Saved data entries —
PR #450, opened 2017-03-22
Remove lodash dependency

zertosh:
#435 switched `lodash.pickby` to `lodash` to reduce the size of the dependency tree (since `lodash` would be shared with `babel-types` and `babel-traverse`). Although it did do that, it ended up loading all of `lodash`. It should've done `require('lodash/pickBy')` instead of `require('lodash').pickBy`. However, since `babel-*` doesn't use `pickBy`, we'd load those deps for no reason. Since it's a trivial function to implement with native functions, this PR does that instead.

### DIFF
--- a/index.js
+++ b/index.js
@@ -1,5 +1,4 @@
 var babylonToEspree = require("./babylon-to-espree");
-var pick            = require("lodash").pickBy;
 var Module          = require("module");
 var path            = require("path");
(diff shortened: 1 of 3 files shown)


hzoo:
True, good idea!

hzoo:

zertosh:
@hzoo :+1: thanks!

Issue #5451, opened 2023-11-26
Progress Filtering Issue


sseooh:
**Description**

https://github.com/toeverything/blocksuite/assets/105717406/961740ab-9595-444e-b715-571d025a5737

If you set the filter after setting the column type of the database table view as progress, it will not work properly.

**Use case**
_No response_

**Anything else?**
_No response_

**Are you willing to submit a PR?**
- [x] Yes I'd like to help by submitting a PR!

PR #5454, opened 2023-11-26
fix(database): table view progress filtering

sseooh:
The reason why filtering for the progress value did not work properly seems to be because the initialization did not proceed properly when a new column (type=progress) was added to the table view. Therefore, the code was modified to proceed with initialization in the function that sets the property type in the file 'database-block-datasource.ts'.

The video below shows filtering operating normally after modifying the code.

https://github.com/toeverything/blocksuite/assets/105717406/fd46b2a5-71b4-4436-a2ef-af209e94de17

Issue: #5451


doodlewind (commented):

zzj3720:
Considering the amount of data, doing this to add a column to a large table may require initializing a very large number of cells, and it's best to deal with this situation in the filter logic like this
```ts
  greatThan: {
    type: tFunction({
      args: [tNumber.create(), tNumber.create()],
      rt: tBoolean.create(),
    }),
    label: '>',
    impl: (value, target) => {
      value = value ?? 0;
      if (typeof value !== 'number' || typeof target !== 'number') {
        return true;
      }
      return value > target;
    },
  },
```

sseooh:
Thank you for reviewing my code. I will fix it quickly!

zzj3720 (approved):

doodlewind (approved):

PR #5455, opened 2023-11-26
fix(page): shift + arrow text selection on a page having multiple notes

AyushAgrawal-A2:
continuation of #5315


doodlewind:
I think this is a relatively rare edge case. We can just leave the PR here for anyone interested to continue, but our development resources need to be concentrated on tasks with higher priorities FTM :)

PR #5457, opened 2023-11-26
fix: incorrect page tag popup position on zooming

### LINKED ISSUE #5456: Incorrect page tag popup position on zooming
**Description**

https://github.com/toeverything/blocksuite/assets/89682253/d225b326-d7e2-4d0c-affc-7dfe3bdec82c

This problem occurs when you zoom in and out of the screen while selecting multiple tags.

**Use case**

**Anything else?**

**Are you willing to submit a PR?**

- [x] Yes I'd like to help by submitting a PR!

kimhyeonju:
Close #5456

This problem occurs when you zoom in and out of the screen while selecting multiple tags.

This problem occurs as the size of the selecting multiple tags window is automatically fixed when the screen is loaded. Therefore, we solved the above problem by adjusting the ratio to the percentage to fit the size of the screen.

I think the lower part of the "multi-tag-select.ts" file is a problem. I recommend that you delete or modify this part.
스크린샷 2023-11-26 오후 8 20 15


doodlewind (commented):

Flrande:
Close #5456

packages/blocks/src/_common/components/tags/styles.ts
```diff
@@ -3,13 +3,18 @@ import { css, unsafeCSS } from 'lit';
 
 export const styles = css`
   affine-multi-tag-select {
-    position: absolute;
-    width: 100%;
+    position: fixed;
```
doodlewind, line 6: I think we should not hard coded a `fixed` position, since the editor may be embedded in an container with dynamic offset (e.g., toolbars in AFFiNE). Also the `!important` style is something that should be avoided.

kimhyeonju: @doodlewind  I agree with your point of view. However, I've noticed an issue where the position of the modal becomes incorrect during dynamic use. How do you think this problem could be best resolved?

zzj3720:
This will break the multi-select columns of the database table.
This offset is also incorrect in the affine. which have top and sidebars.

zzj3720:
Suggest fixing this bug by adding autoUpdate here
https://github.com/toeverything/blocksuite/blob/178e79f0a88ab710633f0ee0b26f002a38b8530e/packages/blocks/src/_common/components/menu/menu.ts#L696-L732
It might look like this
```ts
  const unsub = autoUpdate(target, content, () => {
    computePosition(target, content, {
      middleware: options?.middleware ?? [shift({ crossAxis: true })],
    }).then(({ x, y }) => {
      Object.assign(content.style, {
        left: `${x}px`,
        top: `${y}px`,
      });
    });
  });
```

packages/blocks/src/_common/components/menu/menu.ts
```diff
@@ -693,6 +692,26 @@ export const positionToVRect = (x: number, y: number): VirtualElement => {
 export const eventToVRect = (e: MouseEvent): VirtualElement => {
   return positionToVRect(e.x, e.y);
 };
+
+const autoUpdate = (target: HTMLElement, updateFunction: () => void) => {
```
zzj3720, line 696: It is recommended to use autoUpdate in @floating-ui/dom

zzj3720 (changes requested):

PR #5460, opened 2023-11-26
fix(page): autoscroll during native selection

### LINKED ISSUE #4988: Content flickers during native selection across image
Image

AyushAgrawal-A2:
closes #4988 

Bug happens only when selection and page scroll happens together.
`rich-text` has auto scrolling which tries to keep the entire selection in view, hence preventing selected text to scroll out of view.

Changes:
- autoscroll only when vrange is updated in `sync` mode.
- added slot event on v-range-provider for setVRange to trigger `sync`.
- native selection events will update vrange in `async` mode i.e. `sync = false`

### DIFF
--- a/packages/virgo/src/utils/transform-input.ts
+++ b/packages/virgo/src/utils/transform-input.ts
@@ -10,35 +10,26 @@ function handleInsertText<TextAttributes extends BaseTextAttributes>(
 ) {
   if (!data) return;
   editor.insertText(vRange, data, attributes);
-  editor.setVRange(
-    {
-      index: vRange.index + data.length,
-      length: 0,
-    },
-    false
-  );
+  editor.setVRange({
+    index: vRange.index + data.length,
+    length: 0,
+  });
 }
 
 function handleInsertParagraph(vRange: VRange, editor: VEditor) {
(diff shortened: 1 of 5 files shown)


packages/virgo/src/utils/transform-input.ts
```diff
@@ -10,35 +10,26 @@ function handleInsertText<TextAttributes extends BaseTextAttributes>(
 ) {
   if (!data) return;
   editor.insertText(vRange, data, attributes);
-  editor.setVRange(
-    {
-      index: vRange.index + data.length,
-      length: 0,
-    },
-    false
```
Flrande, line 18: Why we use true here?

AyushAgrawal-A2: To trigger vertical / horizontal scroll on text input.
e.g. 
- on adding text / paragraphs,  page should scroll vertically.
- inside embedded code block to have horizontal scroll

earlier these scrolls was triggered indirectly by selection change event which is async.
text will be added to browser -> selection change event -> scroll

now scroll is being triggered on only on sync vrange changes.

Flrande (approved):

PR #5470, opened 2023-11-27
fix(store): block should add default value to props if not exist

Saul-Mirone:


doodlewind (approved):
We should try to revert #5437 after landing this @regischen

Flrande (approved):

regischen:
> We should try to revert #5437 after landing this @regischen

Alright, I will remove these.

PR #5478, opened 2023-11-27
fix(page): disable dnd when readonly

lawvs:
https://github.com/toeverything/blocksuite/assets/18554747/b4628a31-6b9f-45b5-96c9-bd89a03b7eea


doodlewind (commented):
The current error thrown looks as expected, since the store is frozen. And I don't think it's best practice to spread the concept of `readonly` in all widgets, otherwise there will be too much logic to adapt. Having better pluggable widget API (so that they can be unmounted during `readonly` state) should be the better way to go.

PR #5495, opened 2023-11-28
fix(edgeless): copy-as-png not work for nested frame

### LINKED ISSUE #5379: Unexpected behavior when framing other frames
### What happened?

After a third frame (frame 3) around two other frames (1 and 2), when you drag 3, the objects inside 1, and 2 move, but not the frame 

- I added 4 blocks
- Added a frame (1) around two and another frame (2) around two others 
- I added a frame (3) around the two frames 
- When i moved frame 3, the four blocks moved with it, but not frames 1 and 2
This is not what I would expect - Anything including frames inside a frame should be able to be dragged as one group. 

### Distribution version

Web (insider.affine.pro)

Chrome

### Relevant log output

_No response_

### Anything else?

_No response_

### LINKED ISSUE #5485: Copy as png broken on nested frame
I'm not sure if this is duplicate, if so please close

https://github.com/toeverything/blocksuite/assets/13579374/b9e84320-2322-4e2c-9817-ab3b98538f39

regischen:
close #5485 
close #5379

### DIFF
--- a/packages/blocks/src/page-block/edgeless/frame-manager.ts
+++ b/packages/blocks/src/page-block/edgeless/frame-manager.ts
@@ -24,14 +24,14 @@ const MIN_FRAME_WIDTH = 800;
 const MIN_FRAME_HEIGHT = 640;
 const FRAME_PADDING = 40;
 
-export const removeContainedFrames = (frames: FrameBlockModel[]) => {
+export function removeContainedFrames(frames: FrameBlockModel[]) {
   return frames.filter(frame => {
     const bound = Bound.deserialize(frame.xywh);
     return frames.some(
       f => f.id !== frame.id && Bound.deserialize(f.xywh).contains(bound)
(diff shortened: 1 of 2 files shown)


packages/blocks/src/page-block/edgeless/frame-manager.ts
```diff
@@ -23,6 +23,16 @@ import { isFrameBlock } from './utils/query.js';
 const MIN_FRAME_WIDTH = 800;
 const MIN_FRAME_HEIGHT = 640;
 const FRAME_PADDING = 40;
+
+export const removeContainedFrames = (frames: FrameBlockModel[]) => {
```
doodlewind, line 27: Please use `export function` by default.

regischen: Get it!

PR #5506, opened 2023-11-29
fix(page): format bar flickering

### LINKED ISSUE #5144: The position of the format bar sometimes flickers when formatting text
https://github.com/toeverything/blocksuite/assets/18554747/f014aef5-f0fa-4771-8f4b-7f08c3d47cb0

ddeonseo:
closes #5144 

This PR addresses and resolves the flickering issue observed in the positioning of the format bar. 
The problem was identified in the original code, where range.getClientRects() was being called on each invocation, leading to potential conflicts between the value at the time of the call and subsequent changes.

Changes:
Replaced dynamic range.getClientRects() calls with a constant clientRects to prevent conflicts.
Updated visualElement to use the precomputed clientRects value.
Verified and tested the solution, confirming the elimination of format bar flickering.

image

https://github.com/toeverything/blocksuite/assets/114056339/d5acfcc0-ebcd-4d41-8c7b-d7c2ab8dd35a


doodlewind (commented):
Thanks for your contribution! Could you sign our [CLA](https://github.com/toeverything/blocksuite/edit/master/.github/CLA.md) for the following review process?

ddeonseo:
Could someone please review the changes? Your feedback is highly appreciated.

doodlewind (commented):
Thanks for the fix! I think the only blocker here should be the remaining failed test case. Could you take a look at it and try fixing it locally? Thanks!

doodlewind:
@ddeonseo I think you can checkout the [CI log](https://github.com/toeverything/blocksuite/actions/runs/7027428452/job/19164300442?pr=5506) and workaround the test locally (we have the guide about how to run the tests [here](https://github.com/toeverything/blocksuite/blob/master/BUILDING.md#testing)). The only one failed case is `should format bar follow scroll`. cc @Flrande

ddeonseo:
Before I modified code, As i scrolled page, format bar's position is strange. Because I declared variable rangeRect. So rangeRect is not updated when we scroll. And I try it to add wheel event listener, to follow the scroll. But I failed the same test...
I'm facing difficulties understanding the reason behind the test failure, and I've reached a point where I'm unable to make further adjustments to the code. Could you please assist me in identifying what might be going wrong? Any insights or guidance would be greatly appreciated.

https://github.com/toeverything/blocksuite/assets/114056339/cfe09495-6881-4871-a6a2-35d73a8c06ce

image

PR #5531, opened 2023-11-30
refactor: remove legacy clipboard

Saul-Mirone:
\cc: @fourdim @zqran @doodlewind


packages/store/src/transformer/job.ts
```diff
@@ -136,11 +136,15 @@ export class Job {
...
       assets: this._assetsManager,
     });
-    const children = await Promise.all(
-      model.children.map(child => {
-        return this._blockToSnapshot(child);
-      })
-    );
+
+    const children =
+      model.role === 'root'
```
nawbc, line 141: What does this mean? refactoring?  It will make an empty export.

fourdim: Nice catch. It's a bug. And i is already fixed in thttps://github.com/toeverything/blocksuite/pull/5692

PR #5533, opened 2023-11-30
Feat presentation in readonly

regischen:


packages/blocks/src/page-block/edgeless/components/toolbar/edgeless-toolbar.ts
```diff
@@ -543,9 +547,9 @@ export class EdgelessToolbar extends WithDisposable(LitElement) {
   }
 
   override render() {
-    if (this.edgeless.page.readonly) return nothing;
-
     const { type } = this.edgelessTool;
+    if (this.edgeless.page.readonly && type !== 'frameNavigator')
```
doodlewind, line 551: Don't use this style, please stick to

`if (foo) return;`

or 

```
if (someLongCondition) {
  return;
}
```

packages/blocks/src/page-block/edgeless/services/tools-manager.ts
```diff
@@ -441,14 +441,16 @@ export class EdgelessToolsManager {
       editing: false,
     }
   ) => {
-    if (this.page.readonly && edgelessTool.type !== 'pan') return;
+    const { type } = edgelessTool;
+    if (this.page.readonly && type !== 'pan' && type !== 'frameNavigator')
```
doodlewind, line 445: The same `if` rule applies here

packages/blocks/src/page-block/edgeless/components/toolbar/edgeless-toolbar.ts
regischen: ok

doodlewind (approved):

PR #5546, opened 2023-12-01
Fix/edgeless copy frame and image

regischen:
This pr #5519 is implemented in `_legacy/edgeless-clipborad`. Now we're removing the _legacy code. So I moved the logic into the new clipboard. Meantime I completed the missing code for frame copy and add some tests.  \cc @donteatfriedrice

### DIFF
--- a/tests/edgeless/copy-as-png.spec.ts
+++ b/tests/edgeless/copy-as-png.spec.ts
@@ -1,0 +1,67 @@
+import {
+  createShapeElement,
+  edgelessCommonSetup,
+  Shape,
+  triggerComponentToolbarAction,
+} from 'utils/actions/edgeless.js';
+import {
+  pasteByKeyboard,
+  selectAllByKeyboard,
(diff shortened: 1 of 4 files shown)


tests/edgeless/copy-as-png.spec.ts
```diff
@@ -0,0 +1,67 @@
...
+import {
+  pasteByKeyboard,
+  selectAllByKeyboard,
+} from 'utils/actions/keyboard.js';
+import { waitNextFrame } from 'utils/actions/misc.js';
+import { assertBlockCount } from 'utils/asserts.js';
+
+import { test } from '../utils/playwright.js';
+
+test.describe.only('copy as png', () => {
```
doodlewind, line 16: Remove `only`

doodlewind (commented):
I think these newly added tests are better to use the new test runner based on #5536 (require help from @doouding if necessary) in new PRs, which can be significantly faster.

EXERCISE BRIEF —
Lines above that contain the string "during" make up the answer.

ANSWER BOX —
kimhyeonju: @doodlewind  I agree with your point of view. However, I've noticed an issue where the position of the modal becomes incorrect during dynamic use. How do you think this problem could be best resolved?
fix(page): autoscroll during native selection
### LINKED ISSUE #4988: Content flickers during native selection across image
The current error thrown looks as expected, since the store is frozen. And I don't think it's best practice to spread the concept of `readonly` in all widgets, otherwise there will be too much logic to adapt. Having better pluggable widget API (so that they can be unmounted during `readonly` state) should be the better way to go.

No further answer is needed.